# Sleeping doll



## Annie-Selina (Jan 6, 2016)

I've been looking for the pattern and can't find it anywhere, I've spent a couple of hours looking on Ravelry, Etsy and Love Knitting and a couple of other sites and can't find it anywhere. I think it would be lovely for a new baby I'm knitting for. Can anyone help please


----------



## Irene Kidney (May 29, 2011)

Oh that is so cute sorry I can't help. Hope someone helps you soon, would be interested myself.


----------



## kammyv4 (Aug 6, 2012)

When I did an image search this is what came up
http://najmaworld.wordpress.com/tag/knitted-toy/


----------



## Padittle (Nov 8, 2012)

Here's one I've had in my queue for awhile. It doesn't have legs, but fairly close - paid pattern, but reasonably priced. Good luck!

http://www.ravelry.com/patterns/library/knit-baby-doll-pattern-set


----------



## BobzMum (Nov 10, 2012)

It looks like this one
https://knittingbypost.com/knitting-pattern/easy-knit-dolly-soft-toy/


----------



## Mevbb (Sep 5, 2011)

Just went through craftsy. There is a lot of similar patterns but not that exact one. Here is one of them. 
http://www.craftsy.com/knitting/patterns/bundle-babies-basket-and-blanket/180079


----------



## laceluvr (Feb 16, 2012)

Where did you get the photo? Did a Pinterest search & the doll in your photo looks similar to the Muc-Muc dolls. Some led to a French blogsite; but no pattern found. Some use sock or felt fabric for the faces which are round & the body of the doll is sewn felt or fabric. If you check the link & scroll through some of the pins, you will see a photo tutorial for the construction. The knitted doll in your photo looks very similar in construction. Perhaps you could adapt a soft knit doll pattern; just make an oval face to match your photo. Good luck.

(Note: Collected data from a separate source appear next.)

PR #1018, opened 2017-11-27
Map collections fields for govuk index

Rosa-Fox:
[Trello](https://trello.com/c/8oQDr7ca/458-configure-rummager-for-moving-collections-to-govuk-index)

- sets up the ability to migrate the collections formats (`mainstream_browse_page` and `specialist_sector`) to `govuk` index.
-  Similar to mainstream but `slug` is generated from the `base_path`.

### DIFF
--- a/config/govuk_index/migrated_formats.yaml
+++ b/config/govuk_index/migrated_formats.yaml
@@ -40,4 +40,8 @@ migrated:
 - task_list
 
 indexable:
+- mainstream_browse_page
+- service_manual_guide
+- service_manual_topic
+- topic
 - travel_advice
--- a/config/govuk_index/migrated_formats.yaml
+++ b/config/govuk_index/migrated_formats.yaml
@@ -43,5 +43,5 @@ indexable:
 - mainstream_browse_page
 - service_manual_guide
 - service_manual_topic
-- topic
+- specialist_sector
 - travel_advice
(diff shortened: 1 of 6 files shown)


spec/integration/govuk_index/collections_spec.rb
```diff
@@ -32,6 +33,7 @@
     expected_document = {
        "link" => random_example["base_path"],
        "indexable_content" => "Mainstream browse page description",
+       "slug" => random_example["base_path"].gsub(%r{^/browse/}, ''),
```
suzannehamilton: Could this be hard-coded to "benefits"? It's normally better to use explicit values in tests so that you don't accidentally add the same bug to the app code and the test code.

Ditto for the test below.

config/govuk_index/migrated_formats.yaml
```diff
@@ -38,3 +38,5 @@ migrated:
 indexable:
 - service_manual_guide
 - service_manual_topic
+- topic
+- mainstream_browse_page
```
suzannehamilton: This should be alphabetical or @brenetic will be sad.

brenetic (changes requested):
Can you add a comment in the `mapped_document_types` for both types please: `# Collections Publisher`

brenetic (approved):

PR #1020, opened 2017-11-27
Check first 20 results in the health check

suzannehamilton:
Increase the search result count from the default (10) to 20 when running the healthcheck.

This will make it easier to judge the healthcheck results because users will see 20 results when the search on GOV.UK, so if a result is not found by the healthcheck then it will not be in the first page of results for a user.

https://trello.com/c/9VF3Rw5V/451-test-synonyms-with-healthcheck-and-search-performance-explorer


dwhenry (approved):
🚀

PR #1021, opened 2017-11-27
Reinstate flag for disabling synonyms

suzannehamilton:
The ability to debug search by disabling synonyms was removed in c611aff (PR #1010) because we thought it was part of an old synonym variation. This commit re-adds it so we can keep using it for debugging.

https://trello.com/c/PqwdCw1d/447-configure-synonym-a-b-query-in-rummager


dwhenry (approved):
🚀

PR #1022, opened 2017-11-27
Remove non breaking spaces from markdown files

cbaines:
These break markdown tooling, e.g. the highlighting in Emacs and the
processing done by the govuk-developer-docs.


suzannehamilton (approved):
So that's what causes this problem! 🎉 🎉 🎉

(I'm still wondering what text editor added the wrong kind of space, though. 🤔)

PR #1025, opened 2017-11-28
Fix flaky unpublishing test

suzannehamilton:
Ensure unpublishing test does not generate examples with the publishing app `smartanswers`, since these are currently excluded from the govuk index.

This workaround is already used elsewhere in the tests, and will be removed when we migrate smart answers to the govuk index.


brenetic (approved):
🚀

PR #1027, opened 2017-11-28
Add service manual custom format type

brenetic:
Both the service manual homepage and the service standard use `service_manual_guide` as their custom format type in elasticsearch.

https://trello.com/c/gJlxVo4x


suzannehamilton (approved):
👍 

As discussed, let's add the format map to the tech debt list in case we can just get rid of it. 🤞

PR #1032, opened 2017-11-30
[WIP] Extend synonyms A/B test to other subqueries

MatMoore:
This is a change to the synonym A/B test after debugging some queries.

I've also checked in some debug code I used, which I think could be useful in the future. I plan to use it to compare how the A and B versions treat specific documents.

See individual commit messages for more details.

This is still a WIP:
- I need to rerun the healthcheck with these changes
- I'm not convinced the `core_query.minimum_should_match_with_synonyms` part is working as expected, because we've debugged a couple of queries where matches on `all_searchable_text` don't show up in the query output, whereas with the A version we **can** see matches on the `_all` field.

Trello: https://trello.com/c/9VF3Rw5V/451-test-synonyms-with-healthcheck-and-search-performance-explorer

### DIFF
--- a/lib/debug/explainotron.rb
+++ b/lib/debug/explainotron.rb
@@ -18,7 +18,7 @@ module Debug
         metasearch_index: SearchConfig.instance.metasearch_index
       )
       search_query = query_builder.payload
-      puts search_query.inspect
+      pp search_query[:query]
 
       results = client.search(
         index: "govuk,mainstream,detailed,government",
--- a/lib/debug/explainotron.rb
+++ b/lib/debug/explainotron.rb
@@ -1,0 +1,33 @@
+require 'pry'
+
+module Debug
+  class Explainotron
+    def self.explain!(query, ab_tests: {})
+      client = Services.elasticsearch
+
+      parsed_params = {
+        query: query,
+        ab_tests: ab_tests,
+        debug: { explain: true, disable_best_bets: true, disable_popularity: true, disable_boosting: true }
+ }
+      search_params = Search::QueryParameters.new(parsed_params)
+
+      query_builder = Search::QueryBuilder.new(
+        search_params: search_params,
+        content_index_names: SearchConfig.instance.content_index_names,
+        metasearch_index: SearchConfig.instance.metasearch_index
+      )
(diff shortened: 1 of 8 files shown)


lib/tasks/debug.rake
```diff
@@ -78,4 +79,9 @@ namespace :debug do
       end
     end
   end
+
+  desc "Run the core of the search query with explain plans enabled and special boosting disabled"
+  task :explain, [:query] do |_, args|
+    Debug::Explainotron.explain!(args.query)
```
suzannehamilton: Should this pass in the A/B test parameter? (I realise this is a WIP, so you might be planning to add it later.)

lib/debug/explainotron.rb
```diff
@@ -0,0 +1,33 @@
+require 'pry'
+
+module Debug
+  class Explainotron
+    def self.explain!(query, ab_tests: {})
```
suzannehamilton, line 5: Excellent method name. 😄

lib/tasks/debug.rake
MatMoore: Possibly... I'm not sure what state I want to leave this in yet.

lib/debug/explainotron.rb
```diff
@@ -0,0 +1,33 @@
...
+      puts search_query.inspect
+
+      results = client.search(
+        index: "govuk,mainstream,detailed,government",
+        analyzer: 'with_search_synonyms',
+        body: search_query
+      )["hits"]["hits"]
+
+      # rubocop:disable Lint/Debugger
+      binding.pry
```
suzannehamilton, line 30: Out of curiosity, do you know what would happen if this ran on Jenkins? Would you have to manually stop the job?

MatMoore: I think so yeah, otherwise it will hang. I might replace this with some kind of output before merging this.

MatMoore:
Continuing in 

- https://github.com/alphagov/rummager/pull/1038
- https://github.com/alphagov/rummager/pull/1039
- https://github.com/alphagov/rummager/pull/1040

PR #1033, opened 2017-11-30
Add task to check state of Rummager document taxons

brenetic:
This is not entirely necessary but since I hacked this together to save me time I thought I'd raise it just in case in anyone else finds it useful.

It is just to check whether the taxons associated with a particular format were in draft state or not. There is a bug whereby documents in the mainstream index have taxons associated to them but
they are in draft state. As a result when republishing to the govuk index they are not present in the notification payload. This task just saves time checking them by hand.

### DIFF
--- a/lib/tasks/indices.rake
+++ b/lib/tasks/indices.rake
@@ -200,4 +200,47 @@ You should run this task if the index schema has changed.
 
     raise Exception.new("Missing index #{missing}!") unless missing.empty?
   end
+
+  desc "
+  Check for any taxons that are not in a draft state for a particular format.
+  Usage
+  rake 'rummager:check_for_non_draft_taxons[format_name, elasticsearch_index]'
+  "
+  task :check_for_non_draft_taxons, [:format, :index_name] do |_, args|
+    format = args[:format]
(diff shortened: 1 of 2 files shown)


lib/tasks/indices.rake
```diff
@@ -200,4 +200,47 @@ You should run this task if the index schema has changed.
...
+      publishing_api = Services.publishing_api
+
+      taxons = {}
+      ScrollEnumerator.new(
+        client: client,
+        search_body: { query: { term: { format: format } } },
+        batch_size: 500,
+        index_names: index
+      ) { |hit| hit }.map do |hit|
+        taxons[hit['_id']] = hit['_source']['taxons'] + hit['_source']['part_of_taxonomy_tree']
```
MatMoore: I think `part_of_taxonomy_tree` isn't needed here as a child taxon wouldn't be live if it's ancestors aren't live.

MatMoore (approved):
LGTM. Seems like it will be useful as we migrate stuff to the new index, but can delete it after that.

brenetic:
Thanks @MatMoore  Have updated 👍

PR #1034, opened 2017-11-30
Fix page traffic runner and exit with an error if called incorrectly

dwhenry:
Previously this was passed an index name to process which meant it had a single
argument, we are no longer passing in the index name (it was redundant) and as
a result we should have changed the logic.

### DIFF
--- a/bin/page_traffic_load
+++ b/bin/page_traffic_load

https://www.pinterest.com/search/pins/?q=Muc-Muc%20Dolls&rs=typed&term_meta[]=Muc-Muc%7Ctyped&term_meta[]=Dolls%7Ctyped


----------



## gozolady (Jul 20, 2013)

Completed item for sale here
http://www.etsy.com/listing/507160987/hand-knitted-baby-dumpling-doll?ref=shop_home


----------



## Annie-Selina (Jan 6, 2016)

Thanks for replies, I've written to Dream Dollies on Etsy to see if they sell the pattern, I'll let you know if they reply


----------



## ann.peacock (Feb 28, 2013)

Hi Annie you won't believe this but was looking for something else and your little doll popped up.How amazing.
Amazon Knitting Pattern £2-99 hope you find it xx


----------



## gozolady (Jul 20, 2013)

ann.peacock said:


> Hi Annie you won't believe this but was looking for something else and your little doll popped up.How amazing.
> Amazon Knitting Pattern £2-99 hope you find it xx


The link would have been good...


----------



## hallsyh (Nov 14, 2011)

https://www.amazon.co.uk/KNITTING-PATTERN-Dolly-Knitting-Post/dp/B01IU74C2G/ref=sr_1_19?ie=UTF8&qid=1489325176&sr=8-19&keywords=doll+knitting+pattern
Think this is it.


----------



## cabingirl2006 (Jun 11, 2011)

Annie-Selina said:


> I've been looking for the pattern and can't find it anywhere, I've spent a couple of hours looking on Ravelry, Etsy and Love Knitting and a couple of other sites and can't find it anywhere. I think it would be lovely for a new baby I'm knitting for. Can anyone help please


I think the Baby Dumpling dolls would be great for this and comes with clothes you can make for the doll and a lovey baby lamb blanket for the eyes just follow your original photo you posted 
http://www.craftsy.com/knitting/patterns/baby-dumpling/240286


----------



## sewlee (Feb 18, 2011)

I think you are right.


BobzMum said:


> It looks like this one
> https://knittingbypost.com/knitting-pattern/easy-knit-dolly-soft-toy/


----------



## ann.peacock (Feb 28, 2013)

Sorry Annie I got excited 
www.amazon.co.uk Knitting-Pattern-Dolly-Knitting)Post/dp/Bo1Iu74c2g/ref=sr 1 19?ie=UTF8&qid=1489325176&sr=8-19&keywords=doll+knitting+pattern


----------



## tonyastewart (Sep 1, 2014)

Funny before I read the whole thread I was thinking the same thing and less hassle just embroidering the eyes even the embroidery thread would be cheaper than the safety eyes that the backs don't fit grrrrrrrrrrrrr any suggestions on that I have tons of backs for the 12mm eyes but for the smaller ones none that fit I love using safety eyes but no idea how to secure them properly when I don't have the proper fitting backs any suggestions don't say glue it's a mess and well it's a BIG HUGE MESS


----------



## jberg (Mar 23, 2011)

This could easily be adapted to a "sleeping" doll. I've made it before and it's quite easy. And it's free! Good luck and Happy Needling. jberg

www.jeangreenhowe.com/Images/Rainbow_Babies.pdf


----------



## shammah (May 25, 2015)

This one looks like the one from Knitting by post. A few added ruffles on the front of the doll. www.knittingbypost.com 

Bought the pattern and its very easy to follow.
hope this helps!


----------



## smidge1952 (Mar 4, 2013)

Knitting by Post have something similar, which I am sure you could adapt.
knittingbypost.com


----------



## adonpedro (Jun 24, 2016)

Looks like it may be a greenhowe design


----------